Ganz viel neu in Neuenkirchen

Rietberg-Neuenkirchen (WB). In Neuenkirchen tut sich gerade eine ganze Menge: Das Körkemeiersche Haus ist abgerissen worden, nur noch eine Schotterfläche zeugt davon, dass früher dort ein Gebäude stand. Währenddessen haben die Bauarbeiten für das neue Kolpinghaus begonnen. Auf dem Kirchplatz soll es auch bald losgehen. Das WESTFALEN-BLATT wirft einen Blick in den Zeitplan.

Stefan Lind

In Neuenkirchen verändert sich gerade eine Menge. Besonders auffällig ist dies auf der Fläche hinter Kolpinghaus und Volksbank. Dort haben die Bauarbeiten für den Neubau des Kolpinghauses begonnen. Grundsteinlegung ist am Sonntag, 18. August. Foto: Stefan Lind

Die Stadt setzt seit einiger Zeit konsequent Punkt für Punkt aus dem integrierten Handlungskonzept um, das für den Stadtteil Neuenkirchen entwickelt worden ist. Bereits vor zwei Jahren ist Stadlers Garten aus dem Dornröschenschlaf geholt und in eine schmucke Parkanlage umgewandelt worden. Auf dem Kirchplatz geht es weiter. Das Fachwerkhaus zwischen Kirche und Kindergarten, in dem früher Heimatforscher Wolfgang Körkemeier wohnte, ist verschwunden. Dort sollen mehrere Pkw-Stellplätze entstehen; wochentags für die Nutzer des Kindergartens und an den Wochenenden für Kirchenbesucher. Die Buche am Haus bleibt erhalten. Der Kirchplatz selbst soll an einigen Stellen entsiegelt werden und insgesamt eine neue Pflasterung erhalten. Eingebettet werden sollen zwei Hochbeete, die möglichst als Sitzgelegenheiten dienen sollen. Denn zusätzliche Bänke oder ähnliches sind nicht vorgesehen.

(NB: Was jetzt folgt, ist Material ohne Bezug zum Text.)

PR #2007, opened 2018-12-07
implement custom condition for user assignment

muhammad-ammar:
[ENT-1251](https://openedx.atlassian.net/browse/ENT-1251)

**Description**
This adds a custom condition to enforce two things, A user can redeem the voucher 
* if voucher is assigned to that user, OR
* If there are slots available 

**Testing instructions**
Deployed to the business sandbox.

1. Create [enterprise coupons](https://ecommerce-business.sandbox.edx.org/enterprise/coupons/) of different types
2. Download the csv report of a coupon. This report contains all the vouchers belong to a coupon and information like` redeem URL`, `max_global_applications` etc
3. Create voucher assignments as mentioned in description of https://github.com/edx/ecommerce/pull/2003. You need to use the codes from `step 2`.
4. You can see the created voucher assignments [here](https://ecommerce-business.sandbox.edx.org/admin/offer/offerassignment/).
5. Login as some assigned user.
6. Use the redeem URL from `step 2`. You should be able to redeem the voucher if the any of the above 2 conditions satisfies.

 **Detailed Instructions**

**SINGLE_USE** coupon
a. After completion of `step 1` and `step 2`, we will have have something like below for a

| code   |      Max Usage      |  Redeem URL |
|----------|:-------------:|------:|
| 5NZMPU3DJRS7YCQB |  1 |  https://ecommerce-business.sandbox.edx.org/coupons/offer/?code=5NZMPU3DJRS7YCQB |
| RAFGT7MKPXGOKLGU |  1 |  https://ecommerce-business.sandbox.edx.org/coupons/offer/?code=RAFGT7MKPXGOKLGU |

b. And below are voucher assignments created 

```python
{
    "offer_assignments": [
        {
            "user_email": "mammar0@edx.org",
            "code": "5NZMPU3DJRS7YCQB"
        },
        {
            "user_email": "mammar1@edx.org",
            "code": "RAFGT7MKPXGOKLGU"
        }
    ]
}
```

c. Login as `mammar0@edx.org` and redeem the voucher using https://ecommerce-business.sandbox.edx.org/coupons/offer/?code=5NZMPU3DJRS7YCQB and `mammar0@edx.org` should be able to redeem the code. `5NZMPU3DJRS7YCQB` voucher can only be used once by assigned user only.

d. Login as `other@edx.org` and try to redeem the voucher using https://ecommerce-business.sandbox.edx.org/coupons/offer/?code=RAFGT7MKPXGOKLGU and you should not able to redeem voucher because `RAFGT7MKPXGOKLGU` can only be redeemed by `mammar1@edx.org`

**MULT_USE_PER_CUSTOMER** coupon
a. After completion of `step 1` and `step 2`, we will have have something like below for a

| code   |      Max Usage      |  Redeem URL |
|----------|:-------------:|------:|
| Y4BK3HXW4WQAXYYC |  3 |  https://ecommerce-business.sandbox.edx.org/coupons/offer/?code=Y4BK3HXW4WQAXYYC |
| BNSSYNWWXRUI7MFI |  3 |  https://ecommerce-business.sandbox.edx.org/coupons/offer/?code=BNSSYNWWXRUI7MFI |

b. And below are voucher assignments created 

```python
{
    "offer_assignments": [
        {
            "user_email": "mammar21@edx.org",
            "code": "Y4BK3HXW4WQAXYYC"
        },
        {
            "user_email": "mammar21@edx.org",
            "code": "Y4BK3HXW4WQAXYYC"
        },
        {
            "user_email": "mammar21@edx.org",
            "code": "Y4BK3HXW4WQAXYYC"
        },
        {
            "user_email": "mammar32@edx.org",
            "code": "BNSSYNWWXRUI7MFI"
        },
        {
            "user_email": "mammar32@edx.org",
            "code": "BNSSYNWWXRUI7MFI"
        },
        {
            "user_email": "mammar32@edx.org",
            "code": "BNSSYNWWXRUI7MFI"
        }
    ]
}
```

c. Login as `mammar21@edx.org` and redeem the voucher using https://ecommerce-business.sandbox.edx.org/coupons/offer/?code=Y4BK3HXW4WQAXYYC and `mammar21@edx.org` should be able to redeem the code. `Y4BK3HXW4WQAXYYC` voucher can be used 3 times by `mammar21@edx.org` only.

d. Login as `other@edx.org` and try to redeem the voucher using https://ecommerce-business.sandbox.edx.org/coupons/offer/?code=Y4BK3HXW4WQAXYYC and you should see `This voucher is only available to another user` message because `MULT_USE_PER_CUSTOMER` coupon can only be used by the user it is assigned to `plus` once this coupon is used by a user then after that only that user can further use it.

**MULT_USE** coupon
a. After completion of `step 1` and `step 2`, we will have have something like below for a

| code   |      Max Usage      |  Redeem URL |
|----------|:-------------:|------:|
| SEDVNXYPKUJ24CNL |  3 |  https://ecommerce-business.sandbox.edx.org/coupons/offer/?code=SEDVNXYPKUJ24CNL |
| KGENOZIU4AGTZFS3 |  3 |  https://ecommerce-business.sandbox.edx.org/coupons/offer/?code=KGENOZIU4AGTZFS3 |

b. And below are voucher assignments created 

```python
{
    "offer_assignments": [
        {
            "user_email": "mammar12@edx.org",
            "code": "SEDVNXYPKUJ24CNL"
        },
        {
            "user_email": "mammar13@edx.org",
            "code": "SEDVNXYPKUJ24CNL"
        },
        {
            "user_email": "mammar14@edx.org",
            "code": "SEDVNXYPKUJ24CNL"
        },
        {
            "user_email": "mammar11@edx.org",
            "code": "KGENOZIU4AGTZFS3"
        }
    ]
}
```

c. Login as `mammar12@edx.org` and redeem the voucher using https://ecommerce-business.sandbox.edx.org/coupons/offer/?code=SEDVNXYPKUJ24CNL and `mammar21@edx.org` should be able to redeem the code. `SEDVNXYPKUJ24CNL` voucher is can only be used 3 times by assigned users only.

d. Login as `mammar11@edx.org` and redeem the voucher using https://ecommerce-business.sandbox.edx.org/coupons/offer/?code=KGENOZIU4AGTZFS3 and `mammar21@edx.org` should be able to redeem the code. `KGENOZIU4AGTZFS3` voucher can be used 3 times by 3 users, 1 time by `mammar11@edx.org` and plus 2 other users. 

**ONCE_PER_CUSTOMER** coupon
a. After completion of `step 1` and `step 2`, we will have have something like below for a

| code   |      Max Usage      |  Redeem URL |
|----------|:-------------:|------:|
| VD7KMNPHLGIC3UPT |  3 |  https://ecommerce-business.sandbox.edx.org/coupons/offer/?code=VD7KMNPHLGIC3UPT |
| GIDVKHA44QPPI5EM |  3 |  https://ecommerce-business.sandbox.edx.org/coupons/offer/?code=GIDVKHA44QPPI5EM |

b. And below are voucher assignments created 

```python
{
    "offer_assignments": [
        {
            "user_email": "mammar7@edx.org",
            "code": "VD7KMNPHLGIC3UPT"
        },
        {
            "user_email": "mammar8@edx.org",
            "code": "VD7KMNPHLGIC3UPT"
        },
        {
            "user_email": "mammar9@edx.org",
            "code": "VD7KMNPHLGIC3UPT"
        },
        {
            "user_email": "mammar10@edx.org",
            "code": "GIDVKHA44QPPI5EM"
        }
    ]
}
```

c. Login as `mammar7@edx.org` and redeem the voucher using https://ecommerce-business.sandbox.edx.org/coupons/offer/?code=VD7KMNPHLGIC3UPT and `mammar7@edx.org` should be able to redeem the code. `VD7KMNPHLGIC3UPT` voucher can only be used 3 times by assigned users only.

d. Login as `mammar10@edx.org` and redeem the voucher using https://ecommerce-business.sandbox.edx.org/coupons/offer/?code=GIDVKHA44QPPI5EM and `mammar21@edx.org` should be able to redeem the code. `GIDVKHA44QPPI5EM` voucher is can be used 3 times by 3 users, 1 time by `mammar10@edx.org` and plus 2 other users.

### DIFF
--- a/ecommerce/enterprise/conditions.py
+++ b/ecommerce/enterprise/conditions.py
@@ -11,6 +11,7 @@ from slumber.exceptions import SlumberHttpBaseException
 from ecommerce.enterprise.api import catalog_contains_course_runs, fetch_enterprise_learner_data
 from ecommerce.enterprise.constants import ENTERPRISE_OFFERS_FOR_COUPONS_SWITCH, ENTERPRISE_OFFERS_SWITCH
 from ecommerce.extensions.basket.utils import ENTERPRISE_CATALOG_ATTRIBUTE_TYPE
+from ecommerce.extensions.offer.constants import OFFER_ASSIGNMENT_REVOKED, OFFER_REDEEMED
 from ecommerce.extensions.offer.decorators import check_condition_applicability
 from ecommerce.extensions.offer.mixins import ConditionWithoutRangeMixin, SingleItemConsumptionConditionMixin
 
@@ -18,6 +19,8 @@ BasketAttribute = get_model('basket', 'BasketAttribute')
 BasketAttributeType = get_model('basket', 'BasketAttributeType')
 Condition = get_model('offer', 'Condition')
 ConditionalOffer = get_model('offer', 'ConditionalOffer')
+OfferAssignment = get_model('offer', 'OfferAssignment')
+Voucher = get_model('voucher', 'Voucher')
 logger = logging.getLogger(__name__)
 
 
@@ -162,3 +165,37 @@ class AssignableEnterpriseCustomerCondition(EnterpriseCustomerCondition):
     class Meta(object):
         app_label = 'enterprise'
         proxy = True
+
+    def is_satisfied(self, offer, basket):  # pylint: disable=unused-argument
+        """
+        Determines that if user has assigned a voucher and is eligible for redeem it.
+
+        Arguments:
+            offer (ConditionalOffer): The offer to be redeemed.
+            basket (Basket): The basket of products being purchased.
+
+        Returns:
+            bool
+        """
+        condition_satisfied = super(AssignableEnterpriseCustomerCondition, self).is_satisfied(offer, basket)
+        if condition_satisfied is False:
+            return False
+
+        voucher = basket.vouchers.first()
+
+        # get assignments for the basket owner and basket voucher
+        user_with_code_assignments = OfferAssignment.objects.filter(
+            code=voucher.code, user_email=basket.owner.email
+        ).exclude(
+            status__in=[OFFER_REDEEMED, OFFER_ASSIGNMENT_REVOKED]
+        )
+
+        # user has assignments available
+        if user_with_code_assignments.exists():
+            return True
+
+        # basket owner can redeem the voucher if free slots are avialable
+        if voucher.slots_available_for_assignment:
+            return True
+
+        return False
--- a/ecommerce/enterprise/tests/test_conditions.py
+++ b/ecommerce/enterprise/tests/test_conditions.py
@@ -3,20 +3,31 @@ from uuid import uuid4
 
 import ddt
 import httpretty
+import mock
 from oscar.core.loading import get_model
 from waffle.models import Switch
 
+from ecommerce.coupons.tests.mixins import CouponMixin
 from ecommerce.courses.tests.factories import CourseFactory
+from ecommerce.enterprise.conditions import EnterpriseCustomerCondition
 from ecommerce.enterprise.constants import ENTERPRISE_OFFERS_FOR_COUPONS_SWITCH, ENTERPRISE_OFFERS_SWITCH
 from ecommerce.enterprise.tests.mixins import EnterpriseServiceMockMixin
+from ecommerce.extensions.api.serializers import CouponCodeAssignmentSerializer
 from ecommerce.extensions.basket.utils import basket_add_enterprise_catalog_attribute
 from ecommerce.extensions.catalogue.tests.mixins import DiscoveryTestMixin
+from ecommerce.extensions.offer.constants import (
+    OFFER_ASSIGNMENT_EMAIL_PENDING,
+    OFFER_ASSIGNMENT_REVOKED,
+    OFFER_REDEEMED
+)
 from ecommerce.extensions.test import factories
 from ecommerce.tests.factories import ProductFactory, SiteConfigurationFactory
 from ecommerce.tests.testcases import TestCase
 
 ConditionalOffer = get_model('offer', 'ConditionalOffer')
+OfferAssignment = get_model('offer', 'OfferAssignment')
 Product = get_model('catalogue', 'Product')
+Voucher = get_model('voucher', 'Voucher')
 LOGGER_NAME = 'ecommerce.programs.conditions'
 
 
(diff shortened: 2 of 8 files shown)


ecommerce/enterprise/conditions.py
```diff
@@ -162,3 +168,37 @@ class AssignableEnterpriseCustomerCondition(EnterpriseCustomerCondition):
     class Meta(object):
         app_label = 'enterprise'
         proxy = True
+
+    def is_satisfied(self, offer, basket):  # pylint: disable=unused-argument
```
muhammad-ammar, line 169: @brittneyexline This is still work in progress but can you please give it a quick look to see if I am on correct path?

ecommerce/enterprise/conditions.py
```diff
@@ -162,3 +168,37 @@ class AssignableEnterpriseCustomerCondition(EnterpriseCustomerCondition):
...
+
+        Returns:
+            bool
+        """
+        condition_satisfied = super(AssignableEnterpriseCustomerCondition, self).is_satisfied(offer, basket)
+
+        if condition_satisfied is False:
+            return False
+
+        voucher = basket.vouchers.first()
```
brittneyexline, line 184: this wasn't spelled out in the ticket, but we will need some additional logic to avoid vouchers having more redemptions available than they should. when i introduced the second offer specifically for enterprise, i copied over the max_global_applications value. however, the voucher might have been redeemed some number of times already with the original offer. i think this is the best place to check that the voucher.num_orders is less than max_global_applications, since we have introduced this weird situation.

ecommerce/enterprise/conditions.py
```diff
@@ -162,3 +168,37 @@ class AssignableEnterpriseCustomerCondition(EnterpriseCustomerCondition):
...
+
+        # check if user has any assigned offer
+        offer_assignments = OfferAssignment.objects.filter(
+            offer=offer,
+            user_email=basket.owner.email,
+            code=voucher.code
+        )
+        if not offer_assignments.exists():
```
brittneyexline: we will have to account for if the assignments have taken up all the available slots or not - i have created a property on the voucher with my PR (https://github.com/edx/ecommerce/pull/2003) that will tell you if the voucher has any slots available, accounting for assignments taking up slots.

we should also enforce that for MULTI_USE_PER_CUSTOMER vouchers, that anyone that does not have an offer assignment with a matching email cannot redeem it.

brittneyexline (commented):
on the right track! besides the comments i left inline, i believe the ticket also covers updating the OfferAssignment record with the VoucherApplication and redeemed state, which has to happen after purchase, so probably in the same place as orders and voucher applications are recorded.

ecommerce/enterprise/conditions.py
muhammad-ammar: I have added additional using `voucher.num_orders` and `offer.max_global_applications`.

ecommerce/enterprise/conditions.py
muhammad-ammar: I don't think that we can use `slots_available_for_assignment` because let's say voucher is of `SINGLE_USE` type and we have offer assignments for it. Then `slots_available_for_assignment` will return `0` but actually slots are available. 

Regarding `MULTI_USE_PER_CUSTOMER`, As per my understanding the current conditions will handle all the coupon types. 

`if not offer_assignments.exists():` is specifically handles the scenario where a voucher is not assigned to any user, in that case as per my understanding we can't move further and condition is satisfied.

muhammad-ammar:
@brittneyexline Thanks for the initial review. I have made more changes and replied to your comments. Also I will update the code so that records in the OfferAssignment model are updated once an assigned voucher is redeemed

ecommerce/enterprise/conditions.py
muhammad-ammar: Please help me understand if some scenario is not covered with the current logic in `is_satisfied` method.

ecommerce/enterprise/conditions.py
```diff
@@ -162,3 +170,44 @@ class AssignableEnterpriseCustomerCondition(EnterpriseCustomerCondition):
...
+        condition_satisfied = super(AssignableEnterpriseCustomerCondition, self).is_satisfied(offer, basket)
+        if condition_satisfied is False:
+            return False
+
+        voucher = basket.vouchers.first()
+
+        # check if voucher has any assignments
+        voucher_offer_assignments = OfferAssignment.objects.filter(code=voucher.code)
+        # basket owner can redeem the voucher if there were no offer assignments created for voucher
+        if not voucher_offer_assignments.exists():
```
brittneyexline: i think the logic needs to be expanded to say that the user can redeem the voucher when the voucher might have assignments (but not for this user), and there are fewer assignments than remaining slots.

ecommerce/enterprise/tests/test_conditions.py
```diff
@@ -260,3 +271,181 @@ def test_is_satisfied_course_run_not_in_catalog(self):
...
+
+            voucher, __ = Voucher.objects.get_or_create(
+                usage=voucher_type,
+                code=code,
+                defaults={
+                    'start_datetime': now() - datetime.timedelta(days=10),
+                    'end_datetime': now() + datetime.timedelta(days=10),
+                }
+            )
+            voucher.offers.add(enterprise_offer)
```
brittneyexline: not sure if it matters for testing purposes, but the only time that multiple vouchers point to the same offer is when the vouchers are SINGLE_USE.

ecommerce/enterprise/tests/test_conditions.py
```diff
@@ -260,3 +271,181 @@ def test_is_satisfied_course_run_not_in_catalog(self):
...
+
+    @mock.patch.object(EnterpriseCustomerCondition, 'is_satisfied', mock.Mock(return_value=True))
+    @ddt.data(
+        (0, 'test1@example.com', 'test1@example.com', OFFER_ASSIGNMENT_EMAIL_PENDING, True),
+        (0, 'test1@example.com', 'test1@example.com', OFFER_REDEEMED, False),
+        (0, 'test1@example.com', 'test1@example.com', OFFER_ASSIGNMENT_REVOKED, False),
+        (1, 'test1@example.com', 'test1@example.com', OFFER_ASSIGNMENT_EMAIL_PENDING, False),
+    )
+    @ddt.unpack
+    def test_is_satisfied(self, num_orders, assgined_email, owner_email, offer_status, condition_result):
```
brittneyexline: nit: assgined_email -> assigned_email
also, it appears that you have the same values for assigned_email and owner_email in all of the cases you have?

ecommerce/enterprise/tests/test_conditions.py
```diff
@@ -260,3 +271,181 @@ def test_is_satisfied_course_run_not_in_catalog(self):
...
+            is_condition_satisfied = self.condition.is_satisfied(enterprise_offer, basket)
+            assert is_condition_satisfied == expected_condition_result
+
+    @mock.patch.object(EnterpriseCustomerCondition, 'is_satisfied', mock.Mock(return_value=True))
+    @ddt.data(
+        (0, 'test1@example.com', 'test1@example.com', OFFER_ASSIGNMENT_EMAIL_PENDING, True),
+        (0, 'test1@example.com', 'test1@example.com', OFFER_REDEEMED, False),
+        (0, 'test1@example.com', 'test1@example.com', OFFER_ASSIGNMENT_REVOKED, False),
+        (1, 'test1@example.com', 'test1@example.com', OFFER_ASSIGNMENT_EMAIL_PENDING, False),
+    )
```
brittneyexline, line 346: with the cases you have here so far for a SINGLE_USE voucher, i don't think the 2nd and 4th cases here should be possible states. that being said, i don't know if or how we should handle unexpected states if they occur...
i would say for the third case, i'm wouldn't expect the condition to return false if no other assignments have been created, since the code would essentially be unassigned at that point; my understanding is that revoking doesn't necessarily mean they can't redeem the code, it's just that their slot isn't reserved anymore. perhaps a question for product?

ecommerce/extensions/checkout/mixins.py
```diff
@@ -283,3 +288,23 @@ def log_order_placement_exception(self, order_number, basket_id):
             )
         else:
             logger.exception(self.order_placement_failure_msg, payment_processor, basket_id)
+
+    def update_assigned_voucher_offer_assignment(self, order):
```
brittneyexline, line 292: where does this function get called?

ecommerce/extensions/checkout/mixins.py
```diff
@@ -283,3 +288,23 @@ def log_order_placement_exception(self, order_number, basket_id):
...
+        """
+        Update `OfferAssignment` when an assigned voucher is redeeemed.
+        """
+        basket = order.basket
+        voucher = basket.vouchers.first()
+        if voucher:
+            offer = voucher.enterprise_offer
```
brittneyexline: what if there is no enterprise offer for this voucher? not all coupons are enterprise coupons...

ecommerce/extensions/checkout/mixins.py
```diff
@@ -283,3 +288,23 @@ def log_order_placement_exception(self, order_number, basket_id):
...
+            assignment = offer.offerassignment_set.filter(code=voucher.code, user_email=basket.owner.email).exclude(
+                status__in=[OFFER_REDEEMED, OFFER_ASSIGNMENT_REVOKED]
+            ).first()
+
+            if assignment:
```
brittneyexline: i'm wondering if we should create an offer assignment with redeemed state for redemptions that were valid without having been assigned? what do you think?

brittneyexline (commented):
this is some complicated logic so thanks for ploughing through!

ecommerce/extensions/checkout/mixins.py
muhammad-ammar: added a call to this method in `handle_successful_order` above in the same class.

ecommerce/enterprise/conditions.py
muhammad-ammar: Unfortunately I am unable to understand this, perhaps an example may be helpful to understand what needs to be done?

ecommerce/enterprise/tests/test_conditions.py
muhammad-ammar: Regarding revoked, lets say if a user has an assignment and it was revoked later. Below is code assignment before and after

initial code assignment record

| code   |      user_email      |  status |
|----------|:-------------:|------:|
| ASD   |  u1@example.com | ASSIGNED |

code assignment record after revoked

| code   |      user_email      |  status |
|----------|:-------------:|------:|
| ASD   |  u1@example.com | REVOKED |

So should we allow the user(`u1@example.com`) to redeem the revoked code if the code was assigned earlier?

ecommerce/enterprise/tests/test_conditions.py
muhammad-ammar: I have updated the code and now offers are correctly created and linked to vouchers.

ecommerce/extensions/checkout/mixins.py
muhammad-ammar: updated the code, we will do nothing if voucher has no `enterprise_offer `

ecommerce/extensions/checkout/mixins.py
muhammad-ammar: I think offer assignments are specifically tracking which code is assigned to whom and its voucher application info. So I am not sure about an offer assignment without the assigned info?

ecommerce/enterprise/conditions.py
brittneyexline: so i would think about assignments more like reservations at a restaurant. if you go to a restaurant with a reservation, you automatically have seats available to you in the restaurant. but if you go to a restaurant without a reservation, you can still get seated as long as there are some available that are not in use or haven't been reserved.

now for a case that fits this description for code assignments, imagine we have a single multi use code that has 100 uses. someone in the admin tool has assigned it to 10 users who have not yet redeemed the code, and there are another 10 existing redemptions. that means the code has 80 open "slots" that any other user could use, so they should be let through. your current logic restricts this so that the code could not have been assigned at all in order to be redeemed by someone not otherwise assigned to it.

ecommerce/enterprise/tests/test_conditions.py
brittneyexline: i believe so. see my restaurant analogy above. this would be like if i made a reservation at a restaurant, then cancelled it, then showed up to the restaurant anyway. as long as the restaurant has seats available, i can get seated, but it's not guaranteed since i had cancelled the reservation.

this has been my understanding of how assignments are supposed to work in general, but i am going to check with product to clarify the behavior of revoked codes.

ecommerce/extensions/checkout/mixins.py
brittneyexline: yea, i kind of agree. i do wonder about the implications for MULTI_USE_PER_CUSTOMER codes though - what if one such code was never assigned, wouldn't we need a way to enforce that whoever first redeemed the code is the only one who can redeem it later? i will follow up with product on this as well.

muhammad-ammar:
@brittneyexline I have made more changes and handled the scenario discussed in https://github.com/edx/ecommerce/pull/2007#discussion_r241190375, added more tests.

I have more questions:
1. `MULTI_USE_PER_CUSTOMER`: Should this must be assigned before redeemed as discussed in enterprise room https://edx-internal.slack.com/archives/CD3L7U2SZ/p1544650817105100
2. Now what to do with `OFFER_ASSIGNMENT_REVOKED`? Should this be handled now or in the revoke ticket?

muhammad-ammar:
@brittneyexline I think now all the things are handled except `Revoked assignments`. I have also updated the `is_available_to_user` in `Voucher` model to handle the `MULTI_USE_PER_CUSTOMER` so that if a user has used the voucher then no other user can redeem it. Can you review please the changes? I will update the sandbox as soon as possible.

muhammad-ammar:
@brittneyexline I have updated the sandbox. Please have a look.

ecommerce/enterprise/tests/test_conditions.py
```diff
@@ -260,3 +271,350 @@ def test_is_satisfied_course_run_not_in_catalog(self):
             contains_content=False
         )
         self.assertFalse(self.condition.is_satisfied(offer, basket))
+
+
+@ddt.ddt
+class AssignableEnterpriseCustomerCondition(EnterpriseServiceMockMixin, DiscoveryTestMixin, CouponMixin, TestCase):
```
brittneyexline: nit: the class name should include Test at the end to not be confused with the class it is testing

.travis.yml
```diff
@@ -2,10 +2,6 @@ language: python
 python:
   - "2.7"
 
-branches:
```
brittneyexline: should this be part of this PR?

brittneyexline (approved):
nice work, especially with capturing the complex logic and adding the detailed test instructions!

.travis.yml
muhammad-ammar: no, deleted this so that travis build can run against my PR. will remove changes in this file before merge

muhammad-ammar:
@georgebabey This is ready to merge.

Im Moment ist Pause, denn es sind leichte Verzögerungen aufgetreten, wie Juergen Wohlgemuth, Pressesprecher der Stadt, erläutert: »Gewisse Betonelemente sind nicht rechtzeitig fertig geworden. Es soll dann wohl Anfang September losgehen.« Bis Februar 2020, so ist es vorgesehen, dürften die Arbeiten dort beendet sein.

Die Fertigstellung soll im Frühjahr 2020 sein

Der zuständige Landschaftsplaner Matthias Wolf hat sich auch schon Gedanken gemacht, was Pfarrgarten und Dorfgraben angeht. Hier ist ein Zeitraum von März bis August 2020 für die Realisierung vorgesehen. Der Fußweg durch Stadlers Garten wird über den Zebrastreifen an der Gütersloher Straße fortgeführt und schlängelt sich dann durch den Pfarrgarten. Parallel dazu soll der dann freigelegte Dorfgraben mäandern. Die gleichen Materialien wie in Stadlers Garten sollen auch hier bei Grabeneinfassung, Pflasterung, Möblierung, Brückengeländern und Leuchten fortgeführt werden. Zudem soll im Pfarrgarten ein wenig aufgeräumt werden: Büsche werden verschwinden, um einen Blick auf die Kirche zu ermöglichen.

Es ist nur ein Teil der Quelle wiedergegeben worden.